In an embodiment of the present invention, there is provided an electronic atomizing device, including power supply module and the atomizer 100 in any of the above embodiments, the power supply module is used to supply power to the atomizer 100, so that the atomizer 100 heats the atomized aerosol generating substrate through the electric energy provided by the power supply module.

The technical features of the embodiments described above may be arbitrarily combined, and for the sake of brevity, all possible combinations of the technical features in the embodiments described above are not described, but should be considered as being within the scope of the present specification as long as there is no contradiction between the combinations of the technical features.

The above-mentioned embodiments only represent some embodiments of the present invention, and the description thereof is specific and detailed, but not to be construed as limiting the scope of the present invention. It should be noted that, for those skilled in the art, without departing from the spirit of the present invention, several variations and modifications can be made, which are within the scope of the present invention. Therefore, the protection scope of the present invention should be subject to the appended claims.

Claims

1. An atomizer, characterized in that it comprises:

a housing;

2. The atomizer of claim 1, wherein an end of said preheat element mounted to said support is in direct contact with said atomizing assembly.

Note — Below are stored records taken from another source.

PR #593, opened 2018-10-04
Cleanup of sys_rack

TheMagnetar:
- Title

### DIFF
--- a/addons/sys_rack/fnc_generateMountableRadioActions.sqf
+++ b/addons/sys_rack/fnc_generateMountableRadioActions.sqf
@@ -35,7 +35,7 @@ _radioList = [_rackClassName, _radioList] call FUNC(getMountableRadios);
     //private _isActive = _x isEqualTo _currentRadio;
 
     private _action = [_x, _displayName, _picture, {
-        params ["_target","_unit","_params"];
+        params ["","_unit","_params"];
         _params params ["_rackClassName","_radioId"];
         [_rackClassName, _radioId, _unit] call FUNC(mountRadio);
     }, {true}, {}, [_rackClassName, _x]] call ace_interact_menu_fnc_createAction;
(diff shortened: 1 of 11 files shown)


addons/sys_rack/fnc_generateMountableRadioActions.sqf
```diff
@@ -35,7 +35,7 @@ _radioList = [_rackClassName, _radioList] call FUNC(getMountableRadios);
     //private _isActive = _x isEqualTo _currentRadio;
 
     private _action = [_x, _displayName, _picture, {
-        params ["_target","_unit","_params"];
+        params ["","_unit","_params"];
```
jonpas, line 38: Spaces after commas.

addons/sys_rack/fnc_setState.sqf
```diff
@@ -16,6 +16,6 @@
  */
```
jonpas, line 18: Header?

addons/sys_rack/sem90/fnc_sem90MountableRadio.sqf
```diff
@@ -20,7 +20,7 @@
 
 params ["_rackId", "", "_eventData", ""];
 
-if (([_rackId] call FUNC(getMountedRadio)) != "") exitWith {false}; // If a radio is already mounted we can't mount another.
+if !(([_rackId] call FUNC(getMountedRadio)) isEqualTo "") exitWith {false}; // If a radio is already mounted we can't mount another.
```
jonpas: This is technically slightly slower, 2 commands instead of 1 (`isEqualTo` + `!`). Only advantage is it won't throw an error if types don't match, but I think we should prefer if it does in this case.

It's also longer. I wouldn't change this.

jonpas (changes requested):

jonpas (approved):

3. The atomizer of claim 2, wherein the holder defines a mounting channel and a notch in communication with the mounting channel and facing the atomizing assembly;

4. A nebulizer as claimed in claim 3, wherein the pre-heat element is sleeved with the mounting channel.

5. The atomizer of claim 2, wherein said atomizing assembly comprises an atomizing member and a sealing member, said sealing member being disposed around said atomizing member and sealingly engaging said support;

the preheat member is in direct contact with the seal member.

6. A nebulizer as claimed in any one of claims 1 to 5, wherein the pre-heating element is a metallic element.

7. The atomizer according to any one of claims 1 to 5, wherein a ventilation channel is formed in the interior of the preheating member, an air inlet channel is formed in the atomizer, and the ventilation channel is communicated between the air inlet channel and the liquid storage cavity.

8. A nebulizer as claimed in claim 7, wherein the pre-heating element extends lengthwise in a first direction, and the ventilation channel opens through in the first direction.

9. The atomizer according to claim 8, wherein said air inlet channel is opened on said support, an atomizing chamber communicating with said air inlet channel is defined between said atomizing assembly and said support, and said air exchange channel communicates with said atomizing chamber.

10. The atomizer of claim 9, wherein the atomizing assembly comprises an atomizing member and a sealing member, the atomizing member comprises a mounting portion and a suspension portion, the sealing member is sleeved outside the mounting portion and is hermetically sealed on the bracket;

11. The nebulizer of claim 10, wherein the first transition passage extends in a direction parallel to the first direction, and the second transition passage extends in a direction intersecting the first direction.

12. The atomizer according to claim 9, wherein the holder comprises a first holder and a second holder, the atomizing assembly is mounted on the first holder, the second holder is coupled to the first holder, the air inlet channel is formed in the second holder, and the atomizing assembly and the second holder define therebetween the atomizing chamber;

the first bracket and the shell define the liquid storage cavity, and the preheating piece is assembled on the first bracket.

13. An electronic atomisation device comprising a battery assembly and an atomiser as claimed in any of claims 1 to 12, the battery assembly being arranged to power the atomiser.